PR #1039, opened 2017-09-22
cinder: Detach volume from all attached nodes

### LINKED ISSUE #913: cinder:  Volume detection & detach fails w Docker Swarm
# Summary
When I create stateful services in swarm mode and they fail, or a node goes down and the service gets rescheduled, the stateful services keep on having cinder errors. This makes it a manual process to remove each of these services manually unmount the volumes with cinder or openstack panel, and redeploy the stacks. If there is a sudden failure, this would effectively defeat the purpose of swarm orchestration...

# Bug Reports
Cinder driver fails to detach or detect volume in docker swarm mode. I currently have settings like recommended [here](https://github.com/codedellemc/rexray/issues/861#issuecomment-309980869).

## Version

```shell
$ rexray version
REX-Ray
-------  
Binary: /usr/bin/rexray
SemVer: 0.9.1  
OsArch: Linux-x86_64
Branch: v0.9.1
Commit: 2373541479478b817a8b143629e552f404f75226  
Formed: Fri, 09 Jun 2017 19:23:38 UTC
  
libStorage
----------  
SemVer: 0.6.1
OsArch: Linux-x86_64  
Branch: v0.9.1
Commit: fd26f0ec72b077ffa7c82160fbd12a276e12c2ad
Formed: Fri, 09 Jun 2017 19:23:05 UTC
```

## Expected Behavior
The failed services should restart with the appropriate volumes mounted without any errors.

## Actual Behavior
Getting either:
VolumeDriver.Mount: {"Error":"error detaching volume"}
or
VolumeDriver.Mount: {"Error":"open /dev/vdc: no such file or directory"}

codenrhoden:
This patch refactors the Cinder attach/detach logic to properly account
for volume preemption and to make sure that volume attach always
detaches the volume from all nodes.
Fixes #913

@MatMaul I went ahead and took a stab at this. I definitely want you to take a look, and right now it is untested. I will spin up my devstack environment and test pre-emption sometime soon. This should have the behavior I described in my comment in #913. However, it does make one change that is important that I get your input on, which is during the detach it always tries the v2 block storage detach (if it exists) if the previous attempt failed. Previously, it would only try that if `force` was true, but I'm not sure that was the right logic.

### DIFF
--- a/libstorage/drivers/storage/cinder/storage/cinder_storage.go
+++ b/libstorage/drivers/storage/cinder/storage/cinder_storage.go
@@ -23,6 +23,12 @@ import (
 
 const (
 	minSizeGiB = 1
+	hiddenText = "******"
+)
+
+var (
+	errVolAlreadyAttached = goof.New("volume already attached to a host")
+	errVolAlreadyDetached = goof.New("volume already detached")
 )
 
 type driver struct {
@@ -89,12 +95,12 @@ func (d *driver) Init(context types.Context, config gofig.Config) error {
 	if d.password() == "" {
 		fields["password"] = ""
 	} else {
-		fields["password"] = "******"
+		fields["password"] = hiddenText
 	}
 	if d.tokenID() == "" {
 		fields["tokenId"] = ""
 	} else {
-		fields["tokenId"] = "******"
+		fields["tokenId"] = hiddenText
 	}
 	fields["tenantId"] = d.tenantID()
 	fields["tenantName"] = d.tenantName()
@@ -105,7 +111,7 @@ func (d *driver) Init(context types.Context, config gofig.Config) error {
 	if trustID == "" {
 		fields["trustId"] = ""
 	} else {
-		fields["trustId"] = "******"
+		fields["trustId"] = hiddenText
 	}
 
 	d.provider, err = openstack.NewClient(authOpts.IdentityEndpoint)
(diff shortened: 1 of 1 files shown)


MatMaul:
@codenrhoden thanks for that, I'll have a look and test next week.

n1b0r:
Could we help testing ? How could we test ? 

I'm not familiar with go. How could I build this branch to test it out ?

akutz:
Hi @MatMaul,

Have you had an opportunity to validate this fix?

Hi @n1b0r,

You can build this PR locally using Docker with this command:

```bash
$ docker run -it \
  -v "$(pwd)":"/tmp/rexray" \
  golang:1.9 \
  bash -c "git clone https://github.com/codedellemc/rexray \
      \"/go/src/github.com/codedellemc/rexray\" &&
    cd \"/go/src/github.com/codedellemc/rexray\" && 
    git fetch origin +refs/pull/1039/merge: &&
    git fetch --tags origin &&
    git checkout -b a0f0b660 a0f0b660ba1e385dfab4f926c014e3d947632be4 &&
    XGOOS=linux XGOARCH=amd64 GOOS= GOARCH= go generate &&
    GOOS=linux GOARCH=amd64 go build -o \"rexray\" &&
    cp -f \"rexray\" \"/tmp/rexray\"" && \
  md5sum "rexray" && \
  ls -al "rexray"
```

This command comes from this [gist](https://gist.github.com/anonymous/437bc7e42450df048bafceb47aa3f1ce). Read more on how to reproduce REX-Ray PR binaries locally in this [blog post](https://blog.thecodeteam.com/2017/09/13/reproducing-rex-ray/) I wrote :)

:: Your task ::
Please give the listing above once more, word for word.

:: Written answer ::
PR #1039, opened 2017-09-22
cinder: Detach volume from all attached nodes

### LINKED ISSUE #913: cinder:  Volume detection & detach fails w Docker Swarm
# Summary
When I create stateful services in swarm mode and they fail, or a node goes down and the service gets rescheduled, the stateful services keep on having cinder errors. This makes it a manual process to remove each of these services manually unmount the volumes with cinder or openstack panel, and redeploy the stacks. If there is a sudden failure, this would effectively defeat the purpose of swarm orchestration...

# Bug Reports
Cinder driver fails to detach or detect volume in docker swarm mode. I currently have settings like recommended [here](https://github.com/codedellemc/rexray/issues/861#issuecomment-309980869).

## Version

```shell
$ rexray version
REX-Ray
-------  
Binary: /usr/bin/rexray
SemVer: 0.9.1  
OsArch: Linux-x86_64
Branch: v0.9.1
Commit: 2373541479478b817a8b143629e552f404f75226  
Formed: Fri, 09 Jun 2017 19:23:38 UTC
  
libStorage
----------  
SemVer: 0.6.1
OsArch: Linux-x86_64  
Branch: v0.9.1
Commit: fd26f0ec72b077ffa7c82160fbd12a276e12c2ad
Formed: Fri, 09 Jun 2017 19:23:05 UTC
```

## Expected Behavior
The failed services should restart with the appropriate volumes mounted without any errors.

## Actual Behavior
Getting either:
VolumeDriver.Mount: {"Error":"error detaching volume"}
or
VolumeDriver.Mount: {"Error":"open /dev/vdc: no such file or directory"}

codenrhoden:
This patch refactors the Cinder attach/detach logic to properly account
for volume preemption and to make sure that volume attach always
detaches the volume from all nodes.
Fixes #913

@MatMaul I went ahead and took a stab at this. I definitely want you to take a look, and right now it is untested. I will spin up my devstack environment and test pre-emption sometime soon. This should have the behavior I described in my comment in #913. However, it does make one change that is important that I get your input on, which is during the detach it always tries the v2 block storage detach (if it exists) if the previous attempt failed. Previously, it would only try that if `force` was true, but I'm not sure that was the right logic.

### DIFF
--- a/libstorage/drivers/storage/cinder/storage/cinder_storage.go
+++ b/libstorage/drivers/storage/cinder/storage/cinder_storage.go
@@ -23,6 +23,12 @@ import (
 
 const (
 	minSizeGiB = 1
+	hiddenText = "******"
+)
+
+var (
+	errVolAlreadyAttached = goof.New("volume already attached to a host")
+	errVolAlreadyDetached = goof.New("volume already detached")
 )
 
 type driver struct {
@@ -89,12 +95,12 @@ func (d *driver) Init(context types.Context, config gofig.Config) error {
 	if d.password() == "" {
 		fields["password"] = ""
 	} else {
-		fields["password"] = "******"
+		fields["password"] = hiddenText
 	}
 	if d.tokenID() == "" {
 		fields["tokenId"] = ""
 	} else {
-		fields["tokenId"] = "******"
+		fields["tokenId"] = hiddenText
 	}
 	fields["tenantId"] = d.tenantID()
 	fields["tenantName"] = d.tenantName()
@@ -105,7 +111,7 @@ func (d *driver) Init(context types.Context, config gofig.Config) error {
 	if trustID == "" {
 		fields["trustId"] = ""
 	} else {
-		fields["trustId"] = "******"
+		fields["trustId"] = hiddenText
 	}
 
 	d.provider, err = openstack.NewClient(authOpts.IdentityEndpoint)
(diff shortened: 1 of 1 files shown)


MatMaul:
@codenrhoden thanks for that, I'll have a look and test next week.

n1b0r:
Could we help testing ? How could we test ? 

I'm not familiar with go. How could I build this branch to test it out ?

akutz:
Hi @MatMaul,

Have you had an opportunity to validate this fix?

Hi @n1b0r,

You can build this PR locally using Docker with this command:

```bash
$ docker run -it \
  -v "$(pwd)":"/tmp/rexray" \
  golang:1.9 \
  bash -c "git clone https://github.com/codedellemc/rexray \
      \"/go/src/github.com/codedellemc/rexray\" &&
    cd \"/go/src/github.com/codedellemc/rexray\" && 
    git fetch origin +refs/pull/1039/merge: &&
    git fetch --tags origin &&
    git checkout -b a0f0b660 a0f0b660ba1e385dfab4f926c014e3d947632be4 &&
    XGOOS=linux XGOARCH=amd64 GOOS= GOARCH= go generate &&
    GOOS=linux GOARCH=amd64 go build -o \"rexray\" &&
    cp -f \"rexray\" \"/tmp/rexray\"" && \
  md5sum "rexray" && \
  ls -al "rexray"
```

This command comes from this [gist](https://gist.github.com/anonymous/437bc7e42450df048bafceb47aa3f1ce). Read more on how to reproduce REX-Ray PR binaries locally in this [blog post](https://blog.thecodeteam.com/2017/09/13/reproducing-rex-ray/) I wrote :)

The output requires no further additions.